§ **TASK PROMPT**
Below are the records. How many of their lines contain "lazy"? Give only the number.

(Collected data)

Issue #60, opened 2017-09-29
HCA CLI invocation in tests subject to whims of user's path


ttung:
Either we should be invoking the HCA CLI with a full path to the current tree or we should not be using subprocess.

kislyuk:
Fixed.

Issue #56, opened 2017-09-25
Add Search Abstraction for Paged Results


Bento007:
Add a function to retrieve all paged results from a search using post_search and get_search.

kislyuk:
Fixed.

PR #77, opened 2017-11-20
Refactor CLI client

### LINKED ISSUE #36: Support configuration/specification of DSS API endpoint for command line tools
The command line tools should support configuration/specification of the DSS API endpoint to use.
This will be important, for example, as we add deployments for dev, stage and prod.
It is also important when there are independent deployments for developer testing, etc.
The bindings currently enable an endpoint to be specified, which is great, yet the command line tools do not.
It would be convenient for a default endpoint to be configured by a user (e.g. via an env var), with the ability to specify a different endpoint as a command-line option.

kislyuk:
Sorry about the giant diff.

Refactor the library.

- Introduce a new class, hca.util.SwaggerClient, that manages a
  Swagger API connection client and dynamically generates the client
  bindings and CLI parser for any Swagger API given to it. The only
  user of this class is currently hca.dss.DSSClient.

- The class takes only the Swagger definition URL as its
  configuration, and caches the API definition in the user config
  directory after the first run. This allows dynamic configuration of
  API endpoints and other API parameters. Any higher level commands
  that should be added on top of the API bindings can be defined as
  methods in hca.util.SwaggerClient subclasses, and added to the
  `commands` attribute.

- In the new class, enable a new transport subroutine. It is a wrapper
  around Requests, as before, but now it allows explicit, idiomatic
  control over pagination, streaming, and authentication.

- The new class enables better autodoc generation. Run `make docs`;
  `open _build/html/index.html` to see the updated autodocs.

- Remove code generation machinery.

Connects to https://github.com/HumanCellAtlas/data-store/issues/468

Connects to https://github.com/HumanCellAtlas/data-store/issues/531

Fixes #36, #56, #60


hca/util/__init__.py
```diff
@@ -0,0 +1,332 @@
+"""
```
ttung: This module contains the core of the entire CLI, yet has barebones documentation.  I don't think this is in a state where other people would be able to come in and be able to work on this codebase.

hca/dss/__init__.py
```diff
@@ -1,172 +1,139 @@
...
+from ..util import SwaggerClient
+from ..util.exceptions import SwaggerAPIException
+from .. import logger
+from .upload_to_cloud import upload_to_cloud
+
+class DSSClient(SwaggerClient):
+    """
+    Client for the Data Storage Service API.
+    """
+    UPLOAD_BACKOFF_FACTOR = 1.618
```
Bento007: out of curiosity where does this magic number come from?

hca/util/__init__.py
kislyuk: Great point, sorry about that! I've added a docstring, please take a look.

hca/dss/__init__.py
kislyuk: It doesn't really matter, the exponential backoff factor for HTTP request backoffs can be any number not too far from 2.

hca/dss/__init__.py
```diff
@@ -1,172 +1,139 @@
...
+                                fh.write(chunk)
+                    logger.info("%s", "File {}: GET SUCCEEDED. Stored at {}.".format(filename, file_path))
+
+                else:
+                    logger.error("%s", "File {}: GET FAILED.".format(filename))
+                    logger.error("%s", "Response: {}".format(response.text))
+            finally:
+                response.close()
+                session.stream = False
+        return {}
```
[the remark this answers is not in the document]
kislyuk: I think it's preferable if all commands return JSON objects on their standard output by default.

hca/dss/__init__.py
```diff
@@ -1,172 +1,139 @@
...
+        bundle_uuid = str(uuid.uuid4())
+        files_to_upload, files_uploaded = [], []
+        for filename in os.listdir(src_dir):
+            full_file_name = os.path.join(src_dir, filename)
+            files_to_upload.append(open(full_file_name, "rb"))
+
+        logger.info("Uploading %i files from %s to %s", len(files_to_upload), src_dir, staging_bucket)
+        file_uuids, uploaded_keys = upload_to_cloud(files_to_upload, staging_bucket=staging_bucket, replica=replica,
+                                                    from_cloud=False)
+        for file_handle in filter(lambda x: not isinstance(x, str), files_to_upload):
```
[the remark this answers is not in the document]
kislyuk: It used to be that this could be an S3 URL prefix, but with this refactor it's no longer possible to pass that in. Thanks for the catch, I've removed the filter.

kislyuk:
@Bento007, I have added a test case for the paginator.

hca/__init__.py
```diff
@@ -1 +1,26 @@
...
+    @property
+    def config_files(self):
+        return [self.default_config_file] + tweak.Config.config_files.fget(self)
+
+    @property
+    def user_config_dir(self):
+        return os.path.join(self._user_config_home, self._name)
+
+
+_config = None
```
ttung: why not just:

`_config = HCAConfig(__name__)`

I don't think you get much from lazy-initializing it.

hca/util/exceptions.py
```diff
@@ -0,0 +1,25 @@
...
+from requests.exceptions import HTTPError
+
+class SwaggerAPIException(HTTPError):
+    """
+    Exception raised by SwaggerClient when an HTTP error is received from a Swagger API server.
+    """
+    def __init__(self, *args, **kwargs):
+        super(SwaggerAPIException, self).__init__(*args, **kwargs)
+
+        self.code = self.response.status_code
```
ttung: there's a standardized template for responses that comes as part of the json.  https://github.com/HumanCellAtlas/data-store/blob/b9471df71eeba3074a43ca50caee5c0e144f0f15/dss-api.yml#L998

hca/cli.py
```diff
@@ -2,55 +2,91 @@
...
-    def _setup_arg_parser(self):
-        self.top_parser = argparse.ArgumentParser(description=__doc__,
-                                                  formatter_class=argparse.RawDescriptionHelpFormatter)
-        top_subparsers = self.top_parser.add_subparsers(title="Commands",
-                                                        help="Use \"hca <command> -h\" to get detailed command help.\"")
+def main(args=None):
+    parser = HCAArgumentParser(description=__doc__, formatter_class=argparse.RawTextHelpFormatter)
+    parser.add_argument("--version", action="version", version="%(prog)s {version}".format(version=__version__))
+    parser.add_argument("--log-level", default=get_config().get("log_level"),
+                        help=str([logging.getLevelName(i) for i in range(0, 60, 10)]),
```
ttung: is there really a need for NOTSET?

hca/util/__init__.py
```diff
@@ -1,5 +1,84 @@
...
+
+Each user class should have a configuration subtree keyed by its name
+(such as ``APIClient`` above) under the DCP-wide config manager
+(available via ``hca.get_config()``; the static defaults for the
+config manager are stored in ``hca/default_config.json``). Within that
+subtree, the key ``swagger_url`` should point to the HTTPS URL
+containing the Swagger API definition that the client is providing an
+interface for. On first use, this API definition will be downloaded
+and saved into the user config directory (for example,
+/Users/Alice/.config/hca) with a name determined by the base64
```
ttung: is there an update strategy?

hca/util/__init__.py
ttung: The added documentation is a great step, but mostly for someone who wants to understand what this module does.  It's not really that useful for understanding _how_ it works.

If I were to come in and try to work on this, I'd probably have to drop `print(..)` statements everywhere to understand that.

hca/__init__.py
kislyuk: I do think it's beneficial to lazy-initialize it, to avoid import-time side effects that include reading a bunch of files and registering an atexit handler that will write a bunch of files.

hca/cli.py
kislyuk: Great point, removed.

hca/util/__init__.py
kislyuk: There is not yet an update strategy. I imagine an update strategy could involve re-downloading the Swagger API definition when the hca package version has changed with respect to what's recorded in the user-specific config file, or if the cached API definition file's mtime is older than a certain time cutoff. But I'd like to land that in a separate PR. Filed #79 to keep track of this.

hca/util/exceptions.py
kislyuk: Added error response fields to exception.

hca/upload/cli/list_areas_command.py
```diff
@@ -4,12 +4,15 @@
 
 
 class ListAreasCommand:
```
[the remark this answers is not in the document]
kislyuk: This should be fixed now. In the new CLI entry point dispatch convention, the return value of the call to `entry_point` is printed on stdout if it's a string or bytes, or printed as JSON if it's a mapping. The upload commands are using a class constructor call (__new__/__init__), which returns an instance of the command class, which is not something that should be printed. I special-cased this in the entry point dispatcher to ignore the return value in this case. Alternatively, we could change the Command classes to move the command handler logic from `__init__` to `__call__`, and change the entry points to be instances of the Command class instead of the classes themselves.

hca/upload/cli/list_area_command.py
```diff
@@ -2,11 +2,13 @@
...
-
+    """
+    List contents of currently selected upload area.
+    """
     @classmethod
     def add_parser(cls, staging_subparsers):
         list_area_parser = staging_subparsers.add_parser(
-            'list', description="List contents of currently selected upload area.")
+            'list', description=cls.__doc__, help=cls.__doc__)
         list_area_parser.set_defaults(func=ListAreaCommand)
```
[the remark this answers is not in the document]
kislyuk: This should be fixed now. I forgot to update all the locations in the upload source tree to change `func` to `entry_point`. I'll add a CLI test to make sure this code path is asserted on.

PR #78, opened 2017-11-30
Update GCP service account credentials; switch to env var

kislyuk:


kislyuk:
This was a red herring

§ **TASK ANSWER**
2